Welchen Wert hat ein Glaube für dich und mich, wenn er nicht allen Menschen hilfreich und nützlich ist? Allein dies, also das Hilfreiche und Nützliche, sind die wahrhaften Merkmale des rechten Glaubens. In der Welt, in der wir leben, glauben wir jedoch, dass es Gewinn und Verlust gibt, dass der Gewinn des Einen, stets der Verlust des Anderen ist. Daran glauben du und ich, obwohl es nicht der Wille Gottes ist, dass dem so sei. Und weil wir dem weltlichen Denken und Glauben beharrlich folgen, kann sich uns die Welt auch nur derart zeigen, wie wir glauben, dass sie es ist.

Was und woran glaubst du? Ist es dir und Anderen hilfreich und nützlich, woran du alles so glaubst? Wenn man sich die Zeit nimmt, um sich das, dem eigenen Leben scheinbar dienliche Glaubensgerüst genau anzusehen, dann kann man so manchen Glauben aufgeben, oder auch in einen neuen transformieren. Das ist ganz einfach, bewirkt sofort Erleichterung und Freude, lässt das Licht im Menschen heller strahlen, wahrlich über die Grenzen seines Körpers hinaus. Dies macht den Menschen attraktiv, denn Licht ist für all jene anziehend, die noch im Dunkeln stehen.

Man nehme einen Glauben und schreibe ihn auf. Dann prüfe man, ob dieser Glaube für alle Menschen hilfreich und nützlich ist. Wenn dies nicht zutrifft, dann formuliere man um. Zum Beispiel: Müßigang ist aller Laster Anfang. Hier kann man beispielsweise das Wort „Laster“ durch das Wort „Befreiung“ ersetzen. Doch es kann auch Liebe sein, und ich versichere dir, das wahrlich Passende wird dir nicht verborgen bleiben.

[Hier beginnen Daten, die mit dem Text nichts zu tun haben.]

PR #590, opened 2024-11-20
fix: improve error message for insufficient privilege

fenos:
## What kind of change does this PR introduce?

Bug fix

## What is the new behavior?

Make the error message more descriptive when insufficient privileges error is thrown by postgres

PR #1107, opened 2026-05-14
fix: improve database error messages

itslenny:

Bug fix

All schema mismatch errors (missing column or missing table) show an error message indicating the storage migrations are out of sync. However, user created triggers/rls can cause these errors resulting in confusion and support burden

All permission denied errors are shown as RLS errors

## What is the new behavior?

- Show error details for errors originating inside of triggers / rls
- Only show "RLS" error for "RLS" errors. For other access denied pass a more detailed error

### schema mismatch in RLS

```
There is a database schema mismatch in a trigger or RLS policy: PL/pgSQL function raise_42703() line 3 at EXECUTE
```

### schema mismatch in trigger

```
There is a database schema mismatch in a trigger or RLS policy: PL/pgSQL function storage_objects_broken_trigger() line 3 at PERFORM
```

### Non rls access denied

```
insert into \"objects\" (\"bucket_id\", \"metadata\", \"name\", \"owner\", \"owner_id\", \"user_metadata\", \"version\") values ($1, $2, $3, $4, $5, DEFAULT, $6) - permission denied for table secret_table
```

### DIFF
--- a/src/storage/database/knex.ts
+++ b/src/storage/database/knex.ts
@@ -1145,7 +1145,9 @@ export class DBError extends StorageBackendError implements RenderableError {
     switch (pgError.code) {
       case '42501':
         return ERRORS.AccessDenied(
-          'new row violates row-level security policy',
+          pgError.message.includes('row-level security')
+            ? 'new row violates row-level security policy'
+            : pgError.message,
           pgError
         ).withMetadata({
           query,
--- a/src/internal/errors/codes.ts
+++ b/src/internal/errors/codes.ts
@@ -1,4 +1,5 @@
 import { IcebergError } from '@storage/protocols/iceberg/catalog/errors'
+import { DatabaseError } from 'pg'
 import { StorageBackendError } from './storage-error'
 
 export enum ErrorCode {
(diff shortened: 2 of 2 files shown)


src/storage/database/knex.ts
```diff
@@ -1145,7 +1145,9 @@ export class DBError extends StorageBackendError implements RenderableError {
     switch (pgError.code) {
       case '42501':
         return ERRORS.AccessDenied(
-          'new row violates row-level security policy',
+          pgError.message.includes('row-level security')
+            ? 'new row violates row-level security policy'
```
ferhatelmas, line 1149: Shall we update to this error message: https://github.com/supabase/storage/pull/590

itslenny: I don't think so / I think this version is better (but certainly open to the discussion). The RLS error is correct as-is when it is actually an RLS error, but there are other types of access denied getting lumped into this message (usually indicating a bigger schema/role/grant issue)

ferhatelmas: sounds good to me, then I think we should close the other PR

fenos (approved):

ferhatelmas (approved):

PR #1110, opened 2026-05-18
feat: Added separate Database application.

ShogunPanda:


watt.database.json
```diff
@@ -0,0 +1,7 @@
+{
+  "$schema": "https://schemas.platformatic.dev/@platformatic/node/3.52.0.json",
+  "node": {
+    "main": "../../dist/database/index.js",
+    "hasServer": false
+  }
+}
```
mcollina, line 7: I would probably put this file in the root of the project

src/database/test-server.ts
```diff
@@ -0,0 +1,226 @@
+import { randomUUID } from 'node:crypto'
```
mcollina: what is this test server

src/internal/database/watt-connection.ts
```diff
@@ -0,0 +1,411 @@
...
+      isolationLevel: options?.isolation,
+      operationName: this.operation?.(),
+      readOnly: options?.readOnly,
+    })
+
+    return new WattPgTransaction(response.lockId, this.operation)
+  }
+}
+
+class WattPgTransaction extends PgTransaction {
```
mcollina: Should these have interfaces instead of classes we fully override?

src/internal/database/watt-connection.test.ts
```diff
@@ -0,0 +1,226 @@
...
+      send: vi.fn(async (application: string, message: string, data: Record<string, unknown>) => {
+        sent.push({ application, data, message })
+        const response = responses[message]
+        return response instanceof Promise ? response : response
+      }),
+    },
+  }
+
+  return { sent }
+}
```
mcollina: we should be providing this utility in our repo

src/internal/database/watt-connection.ts
```diff
@@ -0,0 +1,399 @@
...
+  const requestId = typeof data.requestId === 'string' ? data.requestId : randomUUID()
+  const payload = { ...data, requestId }
+  let abortListener: (() => void) | undefined
+  let settled = false
+
+  const request = getMessaging().send(databaseApplicationId, message, payload)
+  const abortPromise = new Promise<never>((_, reject) => {
+    if (!signal) {
+      return
+    }
```
mcollina: we are allocating this promise unnecessarily in this case

src/internal/database/watt-connection.ts
```diff
@@ -0,0 +1,399 @@
...
+
+type PgQueryArgument = PgQueryOptions | unknown[]
+
+const databaseApplicationId = 'database'
+
+export function hasDatabaseWattMessaging(): boolean {
+  const platformatic = (globalThis as typeof globalThis & { platformatic?: PlatformaticGlobal })
+    .platformatic
+  return Boolean(platformatic?.messaging)
+}
```
mcollina, line 47: this verifies it runs on Watt, not if there is a database app running

PR #1115, opened 2026-05-20
Encapsulate storage database transaction APIs

mcollina:
## Summary
- remove generic transaction/permission callback utilities from the public storage `Database` interface
- replace them with domain-specific database operations for permission checks, bucket/object mutations, uploads, multipart progress, and TUS lock acquisition
- keep external side effects such as backend deletes and webhook dispatch outside database transaction helpers
- narrow the newly added database operation result types instead of returning broad `Obj` shapes

## Validation
- `npx biome check src/storage/database/adapter.ts src/storage/database/knex.ts src/storage/events/objects/object-admin-delete-all-before.ts src/storage/object.ts src/storage/protocols/s3/s3-handler.ts src/storage/protocols/tus/postgres-locker.ts src/storage/storage.ts src/storage/uploader.ts src/test/s3-protocol.test.ts`
- `npm run build`

### DIFF
--- a/src/storage/database/knex.ts
+++ b/src/storage/database/knex.ts
@@ -64,10 +64,10 @@ export class StorageKnexDB implements Database {
     this.latestMigration = options.latestMigration
   }
 
-  async withTransaction<T>(
-    fn: (db: Database) => Promise<T>,
+  private async withTransaction<T extends (db: Database) => Promise<unknown>>(
+    fn: T,
     opts?: TransactionOptions
-  ): Promise<T> {
+  ): Promise<Awaited<ReturnType<T>>> {
     const tnx = await this.connection.transactionProvider(this.options.tnx, opts)()
 
     try {
@@ -80,7 +80,7 @@ export class StorageKnexDB implements Database {
       const opts = { ...this.options, tnx }
       const storageWithTnx = new StorageKnexDB(this.connection, opts)
 
-      const result = await fn(storageWithTnx)
+      const result = (await fn(storageWithTnx)) as Awaited<ReturnType<T>>
       await tnx.commit()
       return result
     } catch (e) {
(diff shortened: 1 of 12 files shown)


src/storage/protocols/s3/s3-handler.ts
```diff
@@ -1283,12 +1266,10 @@ export class S3ProtocolHandler {
...
-    const [destinationBucket] = await this.storage.db.asSuperUser().withTransaction(async (db) => {
-      return Promise.all([
-        db.findBucketById(Bucket, 'file_size_limit'),
-        db.findBucketById(sourceBucketName, 'id'),
-      ])
-    })
+    const [destinationBucket] = await Promise.all([
+      this.storage.db.asSuperUser().findBucketById(Bucket, 'file_size_limit'),
+      this.storage.db.asSuperUser().findBucketById(sourceBucketName, 'id'),
+    ])
```
mcollina, line 1272: add a new method to do this in one go

src/storage/protocols/tus/postgres-locker.ts
```diff
@@ -73,42 +73,7 @@ export class PgLock implements Lock {
...
-            } finally {
-              abortController.abort()
-            }
-          },
-          {
-            timeout: 5 * 60 * 1000, // 5 minutes
-          }
-        )
-        .catch(reject)
+      this.holdLockTransaction(stopSignal, resolve).catch(reject)
```
mcollina, line 76: possible blocker, need to verify the S3 locker

src/storage/database/knex.ts
```diff
@@ -117,6 +118,215 @@ export class StorageKnexDB implements Database {
...
+  acquireObjectLockForTransaction(
+    bucketId: string,
+    objectName: string,
+    version: string | undefined,
+    transactionOptions?: TransactionOptions
+  ) {
+    return this.withTransaction(async (db) => {
+      await db.mustLockObject(bucketId, objectName, version)
+    }, transactionOptions)
+  }
```
mcollina, line 289: this is incorrect, the lock is gone after the transaction completes

PR #1127, opened 2026-05-26
fix: put-vector relax metadata validation

fenos:

Bug fix

Metadata can be of a single type only

## What is the new behavior?

Metadata can be of any of the types

## Additional context


ferhatelmas:
closing as addressed in #1132

PR #1131, opened 2026-06-02
ci: add Multigres integration test job

GuptaManan100:
## Summary

- Add a `Test / Multigres` CI job that runs storage's tenant migrations, dummy-data seeding, and the full integration suite against a Multigres cluster, mirroring the existing OrioleDB variant.
- Add `.docker/docker-compose-infra-multigres-override.yml`, a minimal override that swaps only the `tenant_db` service for the published `ghcr.io/multigres/multigres-cluster:latest` image; everything else in `docker-compose-infra.yml` is reused unchanged.
- Add the six `:multigres` npm scripts (mirroring `:oriole`) that the job and local runs use.

## Description

Storage's database-under-test is a single Compose service (`tenant_db`). This PR follows the same swappable-database pattern OrioleDB uses: a tiny override points `tenant_db` at a Multigres cluster, and parallel npm scripts (`test:multigres`, `test:multigres:ci`, plus the `infra:*:multigres` helpers) wire the existing `migration:run` / `test:dummy-data` / `test:integration` steps to it. The Multigres team publishes the all-in-one cluster image to GHCR, so the job pulls it directly (no build step) — matching how OrioleDB pulls a published image.

The override sets `MULTIGRES_GATEWAY_PG_PORT=5432` so storage reaches the gateway on its default port, `MULTIGRES_NUM_CELLS=2` (the minimum for the shard's AtLeastN(2) durability policy to elect a leader), and a psql-based healthcheck with a generous `start_period` since cluster bootstrap is slower than a bare postgres image.

Unlike `test_oriole`, this job intentionally omits the `pg_dump`-based migration-idempotency check. `pg_dump` (PG 17+) fails during startup introspection through the Multigres gateway because session-scoped `set_config()` rejects a name argument that is not a bare literal or a bound parameter — and `pg_dump` issues `SELECT set_config(name, 'view, foreign-table', false) FROM pg_settings WHERE name = 'restrict_nonsystem_relation_kind'`, whose name argument is a column reference. This is unrelated to storage's migration/test compatibility; details and a minimal repro are in `docs/multigres-pg-dump-set-config-bug.md`. The job can adopt the idempotency check once that introspection gap is closed.

## Validation

Ran the full flow locally against `ghcr.io/multigres/multigres-cluster:latest`:

- `tenant_db` becomes healthy after cluster bootstrap.
- `migration:run` applies all 61 tenant migrations cleanly.
- `test:dummy-data` seeds successfully.
- `test:integration` passes: 33 files, 685 passed, 10 skipped, 0 failed.


ferhatelmas:
we also need to add it to acceptance test matrix + sample env but I will address in a follow up PR, thanks for the support

ferhatelmas (approved):

ferhatelmas:
added `Test / Multigres` into required checks

GuptaManan100:
@ferhatelmas Thank you so much!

Dass es einen Gott gibt, der reine Liebe ist und alles Leben in sich trägt, hegt und schützt, dies ist zum Beispiel aus meiner Sicht, ein wahrlich hilfreicher und nützlicher Glaube für alle Menschen. Ohne Ausnahme. Wird auch nur ein Mensch ausgeschlossen, kann es nicht funktionieren. Offensichtliches gibt es diesbezüglich genug. Manch Einer wird von Sahnetorte dicker, ein Anderer wird nur friedlicher. Eben ganz so, wie der Eine und der Andere es in sich glauben.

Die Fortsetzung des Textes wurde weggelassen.